Conditions useful for proving paracompactness I have a family of properties which I want to show taken together imply paracompactness (I can show that they are all implied by paracompactness). I can prove a whole bunch of things which are consequences of paracompactness, and was wondering if given any of these there's some simpler property equivalent to paracompactness I could prove. Any suggestions would be welcome.
Given X with these properties I can prove:


*

*X is normal

*X is countably paracompact

*X is collectionwise normal

*Every open cover $\{ U_a \}$ can be shrunk to a closed cover $\{ F_a \}$ with $F_a \subseteq U_a$. (I assume this property isn't equivalent to paracompactness? I know it's equivalent to countable paracompactness when the set of $U_a$ is countable, and I know if you add "locally finite" to the condition it becomes equivalent to paracompactness)

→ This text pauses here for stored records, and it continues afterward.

PR #501, opened 2022-10-19
add end to end test for dynamicfile backend mode

nnmin-aws:
to run the end to end test:

`make start-dev-dynamicfile`

The command will do the following steps:
(1)create an image of authenticator. 
(2)run a kind cluster and run the authenticator with above image in the container
(3)generate a kubeconfig to authenticate through authenticator token
(4)create an aws IAM role for testing and assumed this role
(5)run `kubectl get nodes` with the role

### DIFF
--- a/hack/e2e-dynamicfile.sh
+++ b/hack/e2e-dynamicfile.sh
@@ -1,0 +1,106 @@
+#!/bin/bash
+
+# Copyright 2021 The Kubernetes Authors.
+#
+# Licensed under the Apache License, Version 2.0 (the "License");
+# you may not use this file except in compliance with the License.
+# You may obtain a copy of the License at
+#
+#     http://www.apache.org/licenses/LICENSE-2.0
+#
+# Unless required by applicable law or agreed to in writing, software
+# distributed under the License is distributed on an "AS IS" BASIS,
+# WITHOUT WARRANTIES OR CONDITIONS OF ANY KIND, either express or implied.
+# See the License for the specific language governing permissions and
+# limitations under the License.
+
+
+#
+# An easy way to quickly do end to end test for aws-iam-authenticator
+# after creating the kind cluster and running authenticator in docker.
+#
+
+REPO_ROOT="$( cd -- "$( dirname -- "${BASH_SOURCE[0]}" )/.." &> /dev/null && pwd )"
+OUTPUT="${OUTPUT:-${REPO_ROOT}/_output}"
+
+# Location of templates, config files, mounts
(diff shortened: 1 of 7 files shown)


hack/lib/dev-env.sh
```diff
@@ -111,6 +118,22 @@ function write_authenticator_config() {
         "${authenticator_config_template}" > "${authenticator_config}"
 }
 
+function write_authenticator_with_dynamicfile_mode_config() {
```
wongma7, line 121: not huge fan of this _with_dynamicfile_mode_config / _with_dynamic_file pattern. Some possible alternatives :
- have write_authenticator_config take argument
- have write_authenticator_with_dynamicfile_mode_config call write_authenticator_config, and then do dynamicfile specific things (to reduce code duplication)

hack/e2e-dynamicfile.sh
```diff
@@ -0,0 +1,106 @@
...
+access_entry_tmp="${OUTPUT}/dev/authenticator/access-entry/access-entries.tmp"
+access_entry_json="${OUTPUT}/dev/authenticator/access-entry/access-entries.json"
+client_dir="${OUTPUT}/dev/client"
+kubectl_kubeconfig="${client_dir}/kubeconfig.yaml"
+
+REGION=${AWS_REGION:-us-west-2}
+AWS_ACCOUNT=$(aws sts get-caller-identity --query "Account" --output text)
+AWS_TEST_ROLE=${AWS_TEST_ROLE-authenticator-dev-cluster-testrole}
+
+function e2e_dynamicfile(){
```
wongma7, line 39: what about writing this in golang? https://github.com/kubernetes-sigs/aws-iam-authenticator/tree/master/tests/e2e let's say there was a way for the test to modify the dynamic fijle. Then a lot of the code in https://github.com/kubernetes-sigs/aws-iam-authenticator/blob/master/tests/e2e/tests.go could be reused: modify the file, try authentication, modify it again, try again, etc.

wongma7: the e2e test repo is lacking a README and there is a learning curve. But it is using ginkgo in the same style as k/k https://github.com/kubernetes/community/blob/master/contributors/devel/sig-testing/e2e-tests.md https://github.com/kubernetes/community/blob/master/contributors/devel/sig-testing/e2e-tests.md, i think it is worth re-implementing this test in golang

wongma7:
/lgtm
/approve

two issues I think should be improved for future for integration with existing CI  but as it is the script is demonstrably useful so fine with merging as-is (that is what "hack" dir is for after all I guess)

PR #507, opened 2022-11-03
Add end to end test for mountfile mode

nnmin-aws:
Add end to end test for mountfile mode in kind
Update Makefile to support run e2e from either kind or kops.

make e2e RUNNER=kind #to run e2e on kind
make e2e RUNNER=kops #to run e2e on kops

### DIFF
--- a/Makefile
+++ b/Makefile
@@ -100,8 +100,15 @@ integration:
 	./hack/test-integration.sh
 
 .PHONY: e2e
-e2e:
+e2e: bin
+ifeq ($(RUNNER),kops)
 	./hack/e2e/run.sh
+else ifeq ($(RUNNER),kind)
+	./hack/start-dev-env-dynamicfile.sh
+	./hack/stop-dev-env.sh
+else
+	echo "make e2e RUNNER=[kops|kind]"
+endif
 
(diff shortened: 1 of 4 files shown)


nckturner:
I don't think I reviewed the original e2e PR, but wondering if we can unify the e2e test runner under a single makefile command, like `make e2e WHAT=a,b,c RUNNER=[kops|kind]`?

Makefile
```diff
@@ -100,8 +100,15 @@ integration:
 	./hack/test-integration.sh
 
 .PHONY: e2e
-e2e:
+e2e: bin
+ifeq ($(RUNNER),kops)
 	./hack/e2e/run.sh
+else ifeq ($(RUNNER),kind)
+	./hack/start-dev-env-dynamicfile.sh
```
nckturner, line 107: Nit: so the "dev env" for dynamic file inculdes an automatic e2e test run, it would be nice if the UX was the same w.r.t the other dev env scripts.  I think I probably would have preferred modifying the other dev scripts so that there is just one way of creating a dev environment and some configuration options which determine whether or not dynamic file backend mode is used.  But we can clean up this experience as part of a future change.

PR #509, opened 2022-11-07
Revert "Add SSO Role suffix support (#416)"

nnmin-aws:
This reverts commit 55005e174cfca7eb5538b5dedfc409cca9be6d1a.


nckturner:
Please take a look at the failing tests.  Looks like we are using `Validate` in some tests but it is removed in this diff.

nnmin-aws:
> Please take a look at the failing tests. Looks like we are using `Validate` in some tests but it is removed in this diff.

thanks @nckturner. I have updated PR by cherry-picking a commitId. The testing cases pass.

Issue #255, opened 2019-09-03
Tabular data?


Bartolomeus-649:
Does gui.cs handle tabular data?
* Auto sizing columns?
* line breaks within columns
* truncate column content?
* scroll the table if needed
 and so on?

Anything like this or something similar?

migueldeicaza:
No, but that would be a cool control - a CSV control for ListViews.

```
public class CsvListView : ListView {
    public CsvListView () {}
    public string Separator { get; set; }
    public string Quotes { get; set; }
}
```

tig:
Closing as this is materially addressed with #1015

PR #1015, opened 2020-11-19
New Control 'TableView' for viewing tabular data

tznind:
Hey,

I have been using your awesome framework for a while and wanted to contribute.  I have written a control for #255 .  I have reviewed the contribution guidelines and code of conduct.

I have added a new `Scenario` and tested it in Windows and MXLinux.

- The control works with `System.DataTable`
   - I thought that would be a good way to avoid parsing CSVs as well as supporting viewing results from relational databases etc
- Columns autosize based on the column widths and the widths of the **visible** cells
- Supports horizontal and vertical scrolling including PageUp/Down/Home/End
- User can configure 
  - Maximum cell width
  - How to represent nulls
  - What character to use as a column separator (defaults to space)

Currently when you change the contents of the `Table` or the `ColumnOffset` or `SelectedColumn` you will also have to call `Update` before it will re-render.  This lets the API user drop columns or make many changes to the `System.DataTable` without having to respond to every one.  But it could also be confusing if the user changes the `SelectedRow` and doesn't see the UI immediately update.

image

Let me know if there are inefficiencies in the `Redraw`.  I noticed that the `HexView` (which I based this on) has a local method `SetAttribute` which I kept... although I'm not using it.

I'm unsure about the guidline (any guidance on how to do that would be great please):
> Ensure the UICatalog demo for the new class illustrates both Absolutle Layout and Computed Layout.

Currently the control doesn't explicitly handle newlines in cell values but those seem to be replaced by spaces in DrawString anyway.

### DIFF
--- a/Terminal.Gui/Views/TableView.cs
+++ b/Terminal.Gui/Views/TableView.cs
@@ -6,6 +6,9 @@ using System.Linq;
 
 namespace Terminal.Gui.Views {
 
+	/// <summary>
+	/// Describes how to render a given column in  a <see cref="TableView"/> including <see cref="Alignment"/> and textual representation of cells (e.g. date formats)
+	/// </summary>
 	public class ColumnStyle {
 		
 		/// <summary>
@@ -448,7 +451,7 @@ namespace Terminal.Gui.Views {
 		}
 
 		/// <summary>
-		/// Truncates or pads <paramref name="representation"/> so that it occupies a exactly <paramref name="availableHorizontalSpace"/> using the alignment specified in <paramref name="style"/> (or left if no style is defined)
+		/// Truncates or pads <paramref name="representation"/> so that it occupies a exactly <paramref name="availableHorizontalSpace"/> using the alignment specified in <paramref name="colStyle"/> (or left if no style is defined)
 		/// </summary>
 		/// <param name="originalCellValue">The object in this cell of the <see cref="Table"/></param>
 		/// <param name="representation">The string representation of <paramref name="originalCellValue"/></param>
--- a/Terminal.Gui/Views/TableView.cs
+++ b/Terminal.Gui/Views/TableView.cs
@@ -172,8 +172,15 @@ namespace Terminal.Gui {
 		public int SelectedColumn {
 			get => selectedColumn;
 
-			//try to prevent this being set to an out of bounds column
-			set => selectedColumn = Table == null ? 0 :  Math.Min (Table.Columns.Count - 1, Math.Max (0, value));
+			set {
+				var oldValue = selectedColumn;
+
+				//try to prevent this being set to an out of bounds column
+				selectedColumn = Table == null ? 0 :  Math.Min (Table.Columns.Count - 1, Math.Max (0, value));
+
+				if(oldValue != selectedColumn)
+					OnSelectedCellChanged();
+			} 
 		}
 
 		/// <summary>
@@ -181,7 +188,15 @@ namespace Terminal.Gui {
 		/// </summary>
 		public int SelectedRow {
 			get => selectedRow;
-			set => selectedRow =  Table == null ? 0 : Math.Min (Table.Rows.Count - 1, Math.Max (0, value));
+			set {
+
+				var oldValue = selectedColumn;
+
+				selectedRow =  Table == null ? 0 : Math.Min (Table.Rows.Count - 1, Math.Max (0, value));
+
+				if(oldValue != selectedRow)
+					OnSelectedCellChanged();
+			}
 		}
 
 		/// <summary>
@@ -198,6 +213,11 @@ namespace Terminal.Gui {
 		/// The symbol to add after each cell value and header value to visually seperate values (if not using vertical gridlines)
 		/// </summary>
 		public char SeparatorSymbol { get; set; } = ' ';
+
+		/// <summary>
+		/// This event is raised when the selected cell in the table changes.
+		/// </summary>
+		public event Action<EventArgs> SelectedCellChanged;
 
 		/// <summary>
 		/// Initialzies a <see cref="TableView"/> class using <see cref="LayoutStyle.Computed"/> layout. 
@@ -690,6 +710,14 @@ namespace Terminal.Gui {
 			if (SelectedRow < RowOffset) {
 				RowOffset = SelectedRow;
 			}
+		}
+
+		/// <summary>
+		/// Invokes the <see cref="SelectedCellChanged"/> event
+		/// </summary>
+		protected virtual void OnSelectedCellChanged()
+		{
+			SelectedCellChanged?.Invoke(new EventArgs());
 		}
 
 		/// <summary>
--- a/Terminal.Gui/Views/TableView.cs
+++ b/Terminal.Gui/Views/TableView.cs
@@ -579,6 +579,22 @@ namespace Terminal.Gui {
 			return true;
 		}
 
+		/// <summary>
+		/// Positions the cursor in the area of the screen in which the start of the active cell is rendered.  Calls base implementation if active cell is not visible due to scrolling or table is loaded etc
+		/// </summary>
+		public override void PositionCursor()
+		{
+			if(Table == null) {
+				base.PositionCursor();
+				return;
+			}
+				
+			var screenPoint = CellToScreen(SelectedColumn,SelectedRow);
+			
+			if(screenPoint  != null)
+				Move(screenPoint.Value.X,screenPoint.Value.Y);
+		}
+
 		///<inheritdoc/>
 		public override bool MouseEvent (MouseEvent me)
 		{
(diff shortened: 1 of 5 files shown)


BDisp:
It looks good, thanks.



> I'm unsure about the guidline (any guidance on how to do that would be great please):
> 
> > Ensure the UICatalog demo for the new class illustrates both Absolutle Layout and Computed Layout.

See the `Button` `Update `method on how to change the `Width`. If it isn't null or an absolute value you must use the necessary code to change his `Width `and `Height` based on their type, unless that a control have a specific `Width `or `Height`, like the case of the `Button` `Height `is always equal to `1` where you must save the state of the `LayoutStyle `before changing his value and restore to the original `LayoutStyle `value. If a view have it's `Layout Style.Computed` the position and size depends on other views and changing to an absolute value causes the views stop to be anchored.

BDisp:
Don't forget to add documentation to the "`Missing XML comment`" warnings.

BDisp:
If you aren't use the `SetAttribute `you can remove because already exist a `ColorScheme `property in the base class `View`.

tznind:
Thanks, now that I look again at `Redraw` I think I am confusing `bounds` and `Frame`.  I think all my size calculations (what columns to render where) should be done solely on `Frame` is that right?

BDisp:
> Thanks, I will add comments and tidy up pointless variables. Now that I look again at `Redraw` I think I am confusing `bounds` and `Frame`. I think all my size calculations (what columns to render where) should be done solely on `Frame` is that right?

`Bounds `is related to the position and size of own view. `Frame `is related to the position and size in the screen. Only the size is equal on both. So in general it's only needed to deal with the `Bounds `property from `0` to `Bounds.Width` and `0` to `Bounds.Height` and the `View `class will deal with the convertion from view position to screen position. But there are some situations where you need to deal with the `Frame `property to check some positions and size against the windows size to take some actions needed.

tznind:
> 
> 
> > Thanks, I will add comments and tidy up pointless variables. Now that I look again at `Redraw` I think I am confusing `bounds` and `Frame`. I think all my size calculations (what columns to render where) should be done solely on `Frame` is that right?
> 
> `Bounds `is related to the position and size of own view. `Frame `is related to the position and size in the screen. Only the size is equal on both. So in general it's only needed to deal with the `Bounds `property from `0` to `Bounds.Width` and `0` to `Bounds.Height` and the `View `class will deal with the convertion from view position to screen position. But there are some situations where you need to deal with the `Frame `property to check some positions and size against the windows size to take some actions needed.

Ok Cool thanks for that explanation, then I will leave it how it is for now.

tig:
I'll try to take a close look at this asap because I think it's gonna be awesome. I will see if I can re-write `out-consolegridview` to use this instead of the hacky way it simulates a table view today!

migueldeicaza:
Hello,

Is System.Data.DataTable available on .NET Core and .NET Standard?   

One thing that might be good to do with this view is to support the rendering similar to what Spectre.Console has, allowing users to set borders for example:

https://www.hanselman.com/blog/spectreconsole-lets-you-make-beautiful-console-apps-with-net-core

tznind:
> Hello,
> 
> Is System.Data.DataTable available on .NET Core and .NET Standard?
> 

Hi, thanks for taking the time to look at this PR.  Yes it was in dotnet core 1.0 (Dotnet Standard 2.0 onwards)

https://docs.microsoft.com/en-us/dotnet/api/system.data.datatable?view=net-5.0#applies-to

> One thing that might be good to do with this view is to support the rendering similar to what Spectre.Console has, allowing users to set borders for example:
> 
> https://www.hanselman.com/blog/spectreconsole-lets-you-make-beautiful-console-apps-with-net-core

Thanks for pointing me there they look awesome.  I have added table border lines and toggles for them in UICatalog.

image

BDisp:
Great job, thanks. Perhaps it may be implemented cells alignment.

tznind:
> Great job, thanks. Perhaps it may be implemented cells alignment.

Thanks, I have added a `ColumnStyle` class so that some columns can have different widths, alignment,formats  etc.

image

See method `SetDemoTableStyles()` in UICatalog for example of how to configure them.  I also added a menu item to the Scenario that clears the styles.

migueldeicaza:
Wow, this is looking fantastic!

In the DoubleCol screenshot, I imagine that this can be aligned right, and that I can also specify the formatting options?

tznind:
> 
> 
> Wow, this is looking fantastic!

Thanks!

> In the DoubleCol screenshot, I imagine that this can be aligned right, and that I can also specify the formatting options?

Yes, you can either specify a fixed alignment for the col:

```csharp
Alignment = TextAlignment.Right,
```

Or you can assign alignment based on the values (e.g. negative values aligned right, positive values aligned left)
```csharp
AlignmentGetter = (v)=>v is double d ? d < 0 ? TextAlignment.Right : TextAlignment.Left:
								// not a double e.g. could be DBNull.Value
								TextAlignment.Left
```

For formatting theres a delegate too... although that might be overkill, a simple string property `Format` might be better if I can work out a way to do that.

```csharp
var dateFormatStyle = new ColumnStyle() {
				Alignment = TextAlignment.Right,
				RepresentationGetter = (v)=> v is DateTime d ? d.ToString("yyyy-MM-dd"):v.ToString()
};
```

You can also specify maximum and minimum widths for cols in the `ColumnStyle` class

dynamoRando:
Just wanted to say that this is great and have started used it. Appreciate the contribution! I have the class manually added to my code, looking forward to when this is merged!

Have a great day!

tznind:
I have added mouse support to table view

- Clicking a cell selects the cell
- Mouse wheel scrolls up/down 

Not sure if there is a way to tell if the Shift key is down in which case Shift Mouse Wheel could do horizontal scrolling.

table-view-mouse

BDisp:
Very great job, many thanks. You can see the `ScrollView `sample where it deals with `WheeledLeft `and `WheeledRight `flags.
It's possible to select to entire line? It will be nicer. It also be nicer on double click will edit the cell like F3 does.

tznind:
FullRowSelect makes sense but would make horizontal scrolling with keyboard alone a challenge.  Currently when you move the selected cell using the arrow keys the scroll area updates when it moves off the current scroll area (like a spreadsheet does).

With full row selection though there is no horizontal 'current cell'... I guess the simplest way would be to make full row select still include a single 'active cell' sort of like this:

image

BDisp:
That's would be nice too. Thanks.

tznind:
Ok have added FullRowSelect property (defaults to false).  I implemented `PositionCursor` so the selected cell always has the cursor in it.  This should ensure the user can tell which cell is the 'active' one within the row even when the whole row is selected.

image

BDisp:
Fantastic you are awesome. Thanks.

tznind:
I have added multi selection (Shift + arrow/home/end key):

multi-select

Is there a way to tell if the Shift/Ctrl key are down during mouse activities e.g. click one cell and ctrl click another.

BDisp:
> Is there a way to tell if the Shift/Ctrl key are down during mouse activities e.g. click one cell and ctrl click another.

You have to check for the `MouseFlags.ButtonShift` and `MouseFlags.ButtonCtrl`. Unfortunately in `Linux `doesn't not work as well as in `Windows`.

BDisp:
I forgot to mention that I dealed with `MouseFlags.ButtonShift` and `MouseFlags.ButtonCtrl` a long time ago in the `FileDialog.cs` at the `MouseEvent `method on `DirListView `class.

tig:
Like TreeView, I feel like we need a good collection of use-cases coded up before merging a big new control like this.

The more there are, the more confidence we all will have that something fundamental has not been missed in the design/API.

What are the current samples that have been written?

tznind:
Thanks for the guidance @tig

I have added a simple CSV editor use case to the Scenarios.  Given there are entire libraries around parsing / saving CSV data I've not tried to handle newlines, escaping etc.  I'm assuming the idea is primarily demo the control and how to do common tasks with it.

csvExample

I've also added an article to the docs on common use cases and how to get a DataTable for them:

https://github.com/tznind/gui.cs/blob/table-view/docfx/articles/tableview.md

Let me know if this is the right way to go and I can expand on the docs to cover common tasks, limitations etc.

BDisp:
Impressive. Is it possible to move a column or row to another location?

tznind:
> Impressive. Is it possible to move a column or row to another location?

Thanks, yes you can do most things with `DataTable` since it is a core class of C# - it is pretty versatile.  I've added moving rows and sorting to the example.  All these operations (sort, reorder) change the `System.DataTable` data directly.

The only 'view' level manipulations I've implemented so far are the `Format` and `MaxLength` etc fields in `TableStyle`.  You can see if you put a Format on a column it only affects the presentation layer not the value stored (so you can change the Format later on if you want).

migueldeicaza:
This is outstanding!   Thanks for this beautiful work!

tig:
I *finally* got a chance to test and play with this. Thank you!!!!

dynamoRando:
Awesome stuff!

lzanoni-stm:
Is there a way to remove the selected style when the focus leaves the TableView  (and put it back when entering)?

lzanoni-stm:
Thanks for the blazing fast reply and example :)

Sorry, I probably haven't used the right words: what I'd like is that, when losing focus, the currently selected cell becomes normal (without the highlight), without altering the rest of the table.

tznind:
Good point.  I have a prototype fix in #1776  please can you write this as a new issue so that it is easier to find and not mixed in with this old PR?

*Every open cover of X by $\kappa$ many open sets, where $\kappa$ is regular, has an open refinement which is locally $< \kappa$.


I don't think together these are sufficient to prove paracompactness, though I don't have a counter example. I believe $\omega_1$ satisfies all the properties but the last, though I've not confirmed you can shrink open covers to closed (it looks plausible though).
Any suggestions of avenues to pursue?
 A: This paper has some theorems on shrinkable covers, which might be helpful. It's pretty close to normality, it seems (I knew that we can shrink locally finite covers in normal spaces). This book has some connections to $\kappa$-Dowker spaces that might be useful.
It is mentioned that Navy's space is also shrinking (i.e. has your fourth property), so it might be a candidate counterexample. 
A: Well, there's always compact or Lindelof + T3. I actually made a graph about that!

Beyond that... Well, from counterexamples in topology we find out that:
Fully Normal -> Paracompact
T2 + Fully T4 -> Paracompact
As for my personal thoughts: there's probably some way to reverse paracompactness -> metacompactness:
Paracompact: Every open cover locally finite.
Metacompact: Every open cover point finite.
You'd need a pretty odd space to not have them be equivalent. Specifically: there exists some point with which every open cover has finite intersections but any open set containing it has non-finite intersections...
I suppose a non-finite number of sets approach each point from different directions so that they don't overlap too much? If you think about that in terms of dimensions, it's very weird. $\mathbb{R}^{\aleph_0}$?